There are a number of decisions of the Constitutional Court of the Republic of Armenia and the European Court of Human Rights, with which it is justified that the decisions of the Courts of the Republic of Armenia violated T. Yenokyan's freedom of speech, access to justice, fair trial and by establishing compensation for material damage, property rights were also violated as defined by the Constitution of the Republic of Armenia. In particular, were violated the rights defined by Articles 6 and 10 of the Convention on Human Rights and Fundamental Freedoms, the rights defined by Article 1 of the amended 11th Protocol, the international legal principles stipulated on November 15, 2011 in the 997 decision of the Constitutional Court of the Republic of Armenia.
Based on the RA Constitutional Court application of human rights defender of RA on November 15, 2011 decision of the Constitutional Court in the case of determining the issue of compliance with Article 1087.1 of the RA Civil Code, Article 14, Article 27, Parts 1, 2 and 3 Article 1087.1 of the RA Civil Code, Article 14, Article 27, Parts 1, 2 and 3 and Article 43 of the RA Constitution.
2 Tհօrgier Tհօrgeirsօn v. Icland (1992), Bսsսiօc v. Mօldօva (2004), Ukrainian Media Grօսp v. Ukarine (2005), Steel and Mօrris v. United Kingdօm (2005)
We, the undersigned civil society organizations and active citizens of RA, believe that the trial against Tehmine Yenokyan endangers democratic values and has the intention not only to silence Tehmine Yenokyan, but also to have a chilling effect on the activities of environmental activists.
We find that the decisions made by the Courts limit Tehmine Yenokyan's rights to freedom of speech, fair trial and create a negative precedent in terms of suppressing and silencing activists and representatives of civil society in cases of public importance.
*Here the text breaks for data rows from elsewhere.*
PR #11371, opened 2025-09-03
fabtests/prov/efa: Finalize the EP for RNR queue resend test

darrylabbate:
Otherwise, a race condition can cause either the client or server to hang without invoking the EP close procedure.


shijin-aws:
Fixed by https://github.com/ofiwg/libfabric/pull/11376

We call on the Human Rights Defender of RA to assess the persecutions against Tehmine Yenokyan and the attempts to judicially suppress activists and freedom of speech in RA, and to jointly protect the rights and freedoms of Tehmine Yenokyan and the civil society.
We demand from the RA Ministry of Justice and the Supreme Judicial Council to take steps to take disciplinary action in relation to the judges involved in the case of Tehmine Yenokyan, based on the blatant and gross violation of material and procedural norms in the administration of justice.